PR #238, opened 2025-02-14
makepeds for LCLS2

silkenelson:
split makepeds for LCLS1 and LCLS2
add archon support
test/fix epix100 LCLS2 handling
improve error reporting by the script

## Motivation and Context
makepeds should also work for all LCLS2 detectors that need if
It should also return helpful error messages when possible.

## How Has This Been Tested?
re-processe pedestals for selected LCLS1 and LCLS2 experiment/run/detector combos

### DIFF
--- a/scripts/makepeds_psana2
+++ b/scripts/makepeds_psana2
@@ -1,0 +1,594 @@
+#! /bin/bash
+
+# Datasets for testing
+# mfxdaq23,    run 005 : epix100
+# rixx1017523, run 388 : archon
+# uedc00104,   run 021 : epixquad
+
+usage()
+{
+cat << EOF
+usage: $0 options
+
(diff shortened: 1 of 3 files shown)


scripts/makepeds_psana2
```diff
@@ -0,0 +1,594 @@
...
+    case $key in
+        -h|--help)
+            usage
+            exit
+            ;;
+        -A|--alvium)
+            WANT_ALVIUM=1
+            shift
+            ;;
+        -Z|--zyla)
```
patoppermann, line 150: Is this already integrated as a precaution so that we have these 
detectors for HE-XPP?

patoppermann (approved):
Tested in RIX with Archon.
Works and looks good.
◇ ◇ ◇ ◇
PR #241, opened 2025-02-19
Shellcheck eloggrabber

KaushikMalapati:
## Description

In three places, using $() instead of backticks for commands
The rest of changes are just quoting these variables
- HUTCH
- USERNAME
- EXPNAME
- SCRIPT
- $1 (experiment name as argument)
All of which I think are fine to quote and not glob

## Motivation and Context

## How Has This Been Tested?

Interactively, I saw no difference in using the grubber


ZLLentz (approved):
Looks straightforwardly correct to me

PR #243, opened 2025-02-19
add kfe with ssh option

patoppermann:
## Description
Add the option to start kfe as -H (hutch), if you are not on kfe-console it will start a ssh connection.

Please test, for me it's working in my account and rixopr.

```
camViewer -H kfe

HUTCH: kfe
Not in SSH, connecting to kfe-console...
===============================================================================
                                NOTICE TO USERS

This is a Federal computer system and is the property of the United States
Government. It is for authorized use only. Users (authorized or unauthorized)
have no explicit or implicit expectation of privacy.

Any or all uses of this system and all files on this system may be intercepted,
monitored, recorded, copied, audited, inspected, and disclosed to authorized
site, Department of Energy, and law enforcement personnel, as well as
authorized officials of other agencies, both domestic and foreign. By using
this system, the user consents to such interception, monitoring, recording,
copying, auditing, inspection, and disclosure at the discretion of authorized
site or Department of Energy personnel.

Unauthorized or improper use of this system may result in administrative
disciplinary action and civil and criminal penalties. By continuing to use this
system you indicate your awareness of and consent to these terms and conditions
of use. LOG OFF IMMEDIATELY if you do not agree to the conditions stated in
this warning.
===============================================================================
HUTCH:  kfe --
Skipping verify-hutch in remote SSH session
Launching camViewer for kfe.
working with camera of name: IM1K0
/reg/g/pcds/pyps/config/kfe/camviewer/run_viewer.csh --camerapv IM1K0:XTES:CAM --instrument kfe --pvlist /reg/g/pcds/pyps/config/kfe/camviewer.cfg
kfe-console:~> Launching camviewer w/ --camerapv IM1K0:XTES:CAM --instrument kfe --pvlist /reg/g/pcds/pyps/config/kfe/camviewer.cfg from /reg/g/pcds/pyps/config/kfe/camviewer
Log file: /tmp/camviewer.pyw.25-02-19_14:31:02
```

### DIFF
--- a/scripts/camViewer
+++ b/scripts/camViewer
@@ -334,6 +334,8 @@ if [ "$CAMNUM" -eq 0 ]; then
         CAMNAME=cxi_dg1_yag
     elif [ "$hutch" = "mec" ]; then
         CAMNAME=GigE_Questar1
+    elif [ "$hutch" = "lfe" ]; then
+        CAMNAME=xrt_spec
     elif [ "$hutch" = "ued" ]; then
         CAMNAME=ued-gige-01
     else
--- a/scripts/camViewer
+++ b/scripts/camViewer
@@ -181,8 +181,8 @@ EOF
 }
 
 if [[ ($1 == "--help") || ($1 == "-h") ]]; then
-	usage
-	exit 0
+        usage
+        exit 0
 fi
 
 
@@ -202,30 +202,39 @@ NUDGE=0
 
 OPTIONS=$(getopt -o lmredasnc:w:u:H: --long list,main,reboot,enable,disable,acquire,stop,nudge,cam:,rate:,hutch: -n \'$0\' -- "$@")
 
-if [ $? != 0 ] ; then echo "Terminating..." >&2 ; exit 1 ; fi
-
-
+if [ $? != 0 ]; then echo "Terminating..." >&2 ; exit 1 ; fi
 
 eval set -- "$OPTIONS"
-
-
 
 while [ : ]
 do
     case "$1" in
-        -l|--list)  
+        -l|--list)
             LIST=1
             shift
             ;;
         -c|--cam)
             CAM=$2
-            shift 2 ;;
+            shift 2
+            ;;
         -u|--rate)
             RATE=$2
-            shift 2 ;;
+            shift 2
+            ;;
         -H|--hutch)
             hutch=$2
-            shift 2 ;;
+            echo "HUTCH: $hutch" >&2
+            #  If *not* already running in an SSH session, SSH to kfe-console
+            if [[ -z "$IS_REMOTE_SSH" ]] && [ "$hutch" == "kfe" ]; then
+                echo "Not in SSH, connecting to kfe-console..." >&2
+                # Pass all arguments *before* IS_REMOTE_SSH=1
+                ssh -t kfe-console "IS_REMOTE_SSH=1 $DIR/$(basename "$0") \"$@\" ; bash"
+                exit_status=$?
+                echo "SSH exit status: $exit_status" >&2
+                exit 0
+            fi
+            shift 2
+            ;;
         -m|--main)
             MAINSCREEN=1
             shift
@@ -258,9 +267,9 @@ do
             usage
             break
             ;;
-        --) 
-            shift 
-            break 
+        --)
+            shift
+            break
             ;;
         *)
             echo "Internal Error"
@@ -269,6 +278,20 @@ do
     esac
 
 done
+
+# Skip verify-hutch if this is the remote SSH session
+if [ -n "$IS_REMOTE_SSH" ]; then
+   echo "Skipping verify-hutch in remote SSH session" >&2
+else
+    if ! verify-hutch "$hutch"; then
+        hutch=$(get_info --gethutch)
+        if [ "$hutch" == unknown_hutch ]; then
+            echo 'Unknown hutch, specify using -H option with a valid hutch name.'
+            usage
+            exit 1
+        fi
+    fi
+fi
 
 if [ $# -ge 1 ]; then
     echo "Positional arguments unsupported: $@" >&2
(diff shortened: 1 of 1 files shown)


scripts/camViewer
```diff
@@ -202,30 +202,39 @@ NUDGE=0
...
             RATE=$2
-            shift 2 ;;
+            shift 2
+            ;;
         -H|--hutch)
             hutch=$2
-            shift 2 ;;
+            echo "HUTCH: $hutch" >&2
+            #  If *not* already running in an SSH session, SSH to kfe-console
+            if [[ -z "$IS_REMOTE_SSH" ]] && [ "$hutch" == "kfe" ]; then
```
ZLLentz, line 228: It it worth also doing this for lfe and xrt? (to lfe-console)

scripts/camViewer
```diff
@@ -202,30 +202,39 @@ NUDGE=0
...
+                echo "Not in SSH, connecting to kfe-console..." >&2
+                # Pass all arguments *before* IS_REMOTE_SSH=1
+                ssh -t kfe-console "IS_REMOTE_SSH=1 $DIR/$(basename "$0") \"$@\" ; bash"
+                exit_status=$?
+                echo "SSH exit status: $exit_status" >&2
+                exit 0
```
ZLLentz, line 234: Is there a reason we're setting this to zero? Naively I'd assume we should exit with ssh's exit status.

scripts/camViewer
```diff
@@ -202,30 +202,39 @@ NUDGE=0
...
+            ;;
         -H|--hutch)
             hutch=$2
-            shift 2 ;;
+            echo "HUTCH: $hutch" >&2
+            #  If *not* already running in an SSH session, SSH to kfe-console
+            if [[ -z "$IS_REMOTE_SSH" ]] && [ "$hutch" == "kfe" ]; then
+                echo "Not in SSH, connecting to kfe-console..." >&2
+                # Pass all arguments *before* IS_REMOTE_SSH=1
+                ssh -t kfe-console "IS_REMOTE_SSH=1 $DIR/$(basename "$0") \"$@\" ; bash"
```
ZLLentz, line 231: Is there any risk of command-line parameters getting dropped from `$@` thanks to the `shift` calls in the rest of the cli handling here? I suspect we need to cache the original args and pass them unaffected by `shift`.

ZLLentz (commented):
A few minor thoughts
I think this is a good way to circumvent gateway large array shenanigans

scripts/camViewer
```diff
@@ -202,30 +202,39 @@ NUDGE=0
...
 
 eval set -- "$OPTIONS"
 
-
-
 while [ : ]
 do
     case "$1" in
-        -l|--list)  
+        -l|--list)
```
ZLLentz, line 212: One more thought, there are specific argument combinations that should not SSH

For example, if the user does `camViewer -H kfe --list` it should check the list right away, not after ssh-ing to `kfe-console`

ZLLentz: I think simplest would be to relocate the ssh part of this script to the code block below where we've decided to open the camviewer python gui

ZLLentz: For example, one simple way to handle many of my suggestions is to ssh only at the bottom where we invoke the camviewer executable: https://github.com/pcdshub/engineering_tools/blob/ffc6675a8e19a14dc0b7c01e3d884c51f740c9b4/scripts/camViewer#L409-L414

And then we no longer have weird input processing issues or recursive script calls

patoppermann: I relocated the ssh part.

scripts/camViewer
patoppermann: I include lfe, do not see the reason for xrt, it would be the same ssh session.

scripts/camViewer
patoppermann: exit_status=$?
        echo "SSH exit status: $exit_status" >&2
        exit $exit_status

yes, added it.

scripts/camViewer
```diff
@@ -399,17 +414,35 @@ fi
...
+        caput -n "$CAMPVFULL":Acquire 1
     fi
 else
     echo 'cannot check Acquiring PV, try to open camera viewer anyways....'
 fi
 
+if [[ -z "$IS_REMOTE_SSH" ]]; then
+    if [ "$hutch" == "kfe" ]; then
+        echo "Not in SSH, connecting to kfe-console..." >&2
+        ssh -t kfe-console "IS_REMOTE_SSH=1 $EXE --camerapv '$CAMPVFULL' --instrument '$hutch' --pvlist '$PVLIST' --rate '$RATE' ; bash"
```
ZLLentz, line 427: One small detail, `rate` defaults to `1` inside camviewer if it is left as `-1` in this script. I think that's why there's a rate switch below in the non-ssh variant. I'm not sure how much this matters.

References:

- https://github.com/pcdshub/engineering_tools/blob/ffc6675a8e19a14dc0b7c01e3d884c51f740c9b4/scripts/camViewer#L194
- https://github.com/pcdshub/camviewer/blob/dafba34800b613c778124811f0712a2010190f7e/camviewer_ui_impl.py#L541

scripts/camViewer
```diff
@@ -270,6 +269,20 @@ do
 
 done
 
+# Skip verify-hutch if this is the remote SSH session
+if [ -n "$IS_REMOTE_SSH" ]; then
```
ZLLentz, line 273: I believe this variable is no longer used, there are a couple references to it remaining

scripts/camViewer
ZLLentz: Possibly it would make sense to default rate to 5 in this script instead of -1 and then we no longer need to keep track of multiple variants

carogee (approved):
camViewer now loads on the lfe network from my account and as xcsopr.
◇ ◇ ◇ ◇
| EXERCISE OBJECTIVE |
What lines of the material above contain "Terminating"? Return each of them.

| TASK SOLUTION |
-if [ $? != 0 ] ; then echo "Terminating..." >&2 ; exit 1 ; fi
+if [ $? != 0 ]; then echo "Terminating..." >&2 ; exit 1 ; fi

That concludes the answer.